Historique[modifier | modifier le code]

La première description d'une coccygodynie est faite en 1588, par le médecin flamand Henri de Smet (1537-1614), chez sa propre épouse à la suite d'un accident survenu en 1588 « Ma femme est tombée sur les fesses, et elle s'est faite si mal au coccyx, qu'elle ne peut plus s'asseoir sans douleur, ni vider ses boyaux ou sa vessie, ni tousser, sans beaucoup de peines. »[1].

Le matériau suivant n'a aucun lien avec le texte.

PR #1402, opened 2024-09-27
Sanitize frontend subdomain

stefandarius:
## Type of change

-   [x] 🧑‍💻 Improvement

## Description

This PR ensures that subdomains longer than 63 characters will never be generated

## Checklist

### DIFF
--- a/src/cloudAdapter/genezio/genezioAdapter.ts
+++ b/src/cloudAdapter/genezio/genezioAdapter.ts
@@ -27,7 +27,7 @@ import { calculateBiggestFiles } from "../../utils/calculateBiggestProjectFiles.
 import Table from "cli-table";
 import { UserError } from "../../errors.js";
 import { stdout } from "process";
-import { randomString } from "../../utils/strings.js";
+import { createHash } from "../../utils/strings.js";
 
 const BUNDLE_SIZE_LIMIT = 256901120;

En 1726, le chirurgien Jean-Louis Petit (1674-1750) se hasarde à traiter radicalement les douleurs du coccyx par amputation des pièces osseuses jugées responsables[2].

En 1859, le chirurgien écossais James Young Simpson (1811-1870) donne à cette affection le nom de coccyodynia (du grec odynê douleur, douleur au coccyx), terme qui avait l'avantage selon lui, de désigner un fait clinique sans préjuger de sa cause[1],[3].

En 1950, un auteur américain l'appelle « maladie de la télévision », favorisée par une mauvaise position assise prolongée. Dans la deuxième moitié du XXe siècle, d'autres facteurs favorisants sont discutés comme l'obésité, ou des variations morphologiques (statiques) du coccyx. Les discussions opposent les partisans d'une approche psychopathologique (névrose d'angoisse, douleur de conversion hystérique...), hostiles à toute approche chirurgicale, à ceux qui proposent une cause mécanique, comme une atteinte discale[4].

À partir de 1994, le français Jean-Yves Maigne[5] introduit la notion de troubles de mobilité du coccyx, objectivables par des radiographies dynamiques, chez un grand nombre de patients atteints de coccygodynie[4],[6].

Causes et circonstances[modifier | modifier le code]

Coccyx humain, ici en rouge.

L'incidence exacte des coccygodynies n'est pas connue, elles représenteraient moins de 1 % des douleurs du rachis[4]. Les douleurs du coccyx sont plus souvent associés avec l'obésité et le sexe féminin (5 fois plus que chez les hommes), plus souvent les adolescents et les adultes que les enfants[3].

De façon anecdotique, il a été rapporté qu'une perte de poids rapide pourrait être un facteur de risque par la perte de masse graisseuse servant de coussinet en position assise[3].

Les causes les plus communes ( près de 80 % des cas) sont les traumatismes indirects par chutes comme une chute sur les fesses (glissade sur verglas...), une chute à cheval sur un objet dur (bras de fauteuil, angle de meuble...) et les traumatismes directs, comme un coup de pied[7].

Le coccyx est aussi particulièrement exposé à des traumatismes d'origine interne lors des accouchements, surtout lorsqu'ils sont difficiles. C'est aussi le cas des microtraumatismes répétitifs comme lors de longs voyages sur un siège dur, étroit et inconfortable[3].

Les coccydynies non traumatiques, relativement plus rares, ont de nombreuses causes possibles, mais le lien de causalité est plus difficile à démontrer[2]. Les troubles ostéo-articulaires sont représentés par des rhumatismes, hypermobilité ou hypomobilité des pièces sacro-coccygiennes, infections, variantes anatomiques[3].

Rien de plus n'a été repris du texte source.